_Exercise description_: Give only the number of lines below that contain the word "getApiError".

_Dataset excerpts_:
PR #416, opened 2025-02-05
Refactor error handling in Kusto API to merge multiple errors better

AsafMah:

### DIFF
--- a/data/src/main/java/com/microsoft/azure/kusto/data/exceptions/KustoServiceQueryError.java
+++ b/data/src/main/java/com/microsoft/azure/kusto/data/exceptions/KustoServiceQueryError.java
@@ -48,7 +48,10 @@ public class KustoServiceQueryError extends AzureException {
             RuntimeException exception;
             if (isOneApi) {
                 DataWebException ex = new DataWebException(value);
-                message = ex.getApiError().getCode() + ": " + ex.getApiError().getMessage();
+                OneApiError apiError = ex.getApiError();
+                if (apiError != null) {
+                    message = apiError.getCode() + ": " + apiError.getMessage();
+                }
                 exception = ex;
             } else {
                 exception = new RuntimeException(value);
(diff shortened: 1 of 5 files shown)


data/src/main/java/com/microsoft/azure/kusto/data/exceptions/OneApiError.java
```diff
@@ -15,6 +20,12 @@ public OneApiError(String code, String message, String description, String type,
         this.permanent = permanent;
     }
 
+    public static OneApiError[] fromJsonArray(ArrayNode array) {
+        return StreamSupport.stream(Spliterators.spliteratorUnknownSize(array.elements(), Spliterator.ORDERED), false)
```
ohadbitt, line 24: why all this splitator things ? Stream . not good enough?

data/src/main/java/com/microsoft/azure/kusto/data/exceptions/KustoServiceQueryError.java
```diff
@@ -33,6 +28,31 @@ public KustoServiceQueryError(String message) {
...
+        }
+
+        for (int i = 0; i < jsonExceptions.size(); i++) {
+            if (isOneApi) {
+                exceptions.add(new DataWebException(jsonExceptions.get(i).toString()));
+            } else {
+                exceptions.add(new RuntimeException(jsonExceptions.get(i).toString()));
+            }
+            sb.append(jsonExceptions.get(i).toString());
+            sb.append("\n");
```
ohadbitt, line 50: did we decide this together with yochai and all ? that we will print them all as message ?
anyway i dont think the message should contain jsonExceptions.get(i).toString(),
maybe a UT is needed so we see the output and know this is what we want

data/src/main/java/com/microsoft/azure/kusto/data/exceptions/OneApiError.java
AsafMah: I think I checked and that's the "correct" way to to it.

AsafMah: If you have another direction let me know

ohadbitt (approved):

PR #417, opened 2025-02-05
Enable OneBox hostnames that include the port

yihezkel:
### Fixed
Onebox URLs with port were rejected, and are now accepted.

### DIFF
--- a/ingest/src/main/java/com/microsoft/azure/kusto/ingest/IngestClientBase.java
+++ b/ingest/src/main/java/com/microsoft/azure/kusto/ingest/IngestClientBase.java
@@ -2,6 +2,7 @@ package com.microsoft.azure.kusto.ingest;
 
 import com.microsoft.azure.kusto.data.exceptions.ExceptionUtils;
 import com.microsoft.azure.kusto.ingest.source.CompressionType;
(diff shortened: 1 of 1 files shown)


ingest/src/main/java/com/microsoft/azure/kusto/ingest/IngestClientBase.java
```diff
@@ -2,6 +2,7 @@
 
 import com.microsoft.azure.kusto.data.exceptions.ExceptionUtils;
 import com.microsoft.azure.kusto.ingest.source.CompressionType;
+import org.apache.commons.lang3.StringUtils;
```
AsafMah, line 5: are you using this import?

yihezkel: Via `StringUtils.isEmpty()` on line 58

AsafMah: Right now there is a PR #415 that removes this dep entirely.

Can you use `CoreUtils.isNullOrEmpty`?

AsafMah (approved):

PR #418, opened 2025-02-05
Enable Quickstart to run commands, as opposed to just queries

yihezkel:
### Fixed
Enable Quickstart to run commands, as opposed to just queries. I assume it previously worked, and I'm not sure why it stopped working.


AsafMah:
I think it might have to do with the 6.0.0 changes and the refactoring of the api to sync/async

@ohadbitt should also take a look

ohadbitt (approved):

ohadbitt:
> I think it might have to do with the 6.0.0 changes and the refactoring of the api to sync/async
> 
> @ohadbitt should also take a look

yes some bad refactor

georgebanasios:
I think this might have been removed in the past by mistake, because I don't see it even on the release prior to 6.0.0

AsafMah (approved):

_Exercise response_: 2